→ Available data

PR #353, opened 2025-07-22
Set opt-level z

Hinton:
## 📔 Objective

Set opt-level to `z` and enable _fat_ `lto`.

From testing this seems to result in a minimal performance decrease. Decrypting a vault of 2000 items in wasm goes from 1470ms to ~1500ms. While the `.wasm` filesize decreases from 3.5M to 1.9M.

## ⏰ Reminders before review

- CI builds passed
  team

## 🦮 Reviewer guidelines

### DIFF
--- a/Cargo.toml
+++ b/Cargo.toml
@@ -104,8 +104,9 @@ opt-level = 1
 
 # Turn on LTO on release mode
 [profile.release]
-lto = "thin"
 codegen-units = 1
+lto = true
+opt-level = "z"
 
 # Stripping the binary reduces the size by ~30%, but the stacktraces won't be usable anymore.
 # This is fine as long as we don't have any unhandled panics, but let's keep it disabled for now


dani-garcia (approved):
Sounds reasonable, glad to know it doesn't affect performance too negatively. It would also be good to benchmark an argon2 operation, as I've seen those be quite sensitive to optimization level in the past.

I'm wondering if we should enable this only for WASM and let mobile take the normal opt level, as they probably won't care as much about build size, but seeing the small performance diff it might not be worth the effort.

As an aside question, I also see that a few lines under this we have a commented out `strip = true`, does enabling that or setting `strip = "debuginfo"` help reduce the size further? The stacktraces for rust panics in wasm are not great either way so it probably won't be a big loss.

Hinton:
I explored strip but I didn't see a noticeable improvement in file size.

PR #354, opened 2025-07-22
Create bitwarden-auth crate

dani-garcia:
## 📔 Objective

Created a new auth crate for the work that auth is moving to the SDK, and defined the WASM API for the send access functionality as a basic skeleton.

Some things left open:
- We already have an `AuthClient` in `bitwarden-core`, it's not used for WASM but it is for UniFFI. This PR leaves both clients in place but the goal is to migrate the older clients functionality over to the auth crate or somewhere else, and keep it out of core.
- Because we already have the `AuthClient` in core, I've made the extension trait for auth use a function name like `auth_new`, this is to avoid conflicts with the other function and should be renamed once the older `AuthClient` is deleted.
- Currently `AuthClient` is wrapping a bitwarden-core `Client`, so it can reuse the `ApiConfigurations` defined in core, this seems like it would complicate the usage of the auth crate, so I'm thinking we should extract the `ApiConfigurations` and maybe part of the token handling code to a separate bitwarden-api crate that both core and auth can use without depending on eachother?

## ⏰ Reminders before review

- CI builds passed
  team

## 🦮 Reviewer guidelines

### DIFF
--- a/.github/CODEOWNERS
+++ b/.github/CODEOWNERS
@@ -7,6 +7,8 @@
 # Platform is the default owner for all files
 * @bitwarden/team-platform-dev
 
+crates/bitwarden-auth/** @bitwarden/team-auth-dev @bitwarden/team-platform-dev
+
 crates/bitwarden-vault/** @bitwarden/team-vault-dev @bitwarden/team-platform-dev
 
 # Temporarily owned by multiple teams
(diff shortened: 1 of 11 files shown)


justindbaur (approved):

JaredSnider-Bitwarden (approved):
TY!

→ Action item
Each line above that contains the string "CODEOWNERS" should be copied.

→ Finished exercise
--- a/.github/CODEOWNERS
+++ b/.github/CODEOWNERS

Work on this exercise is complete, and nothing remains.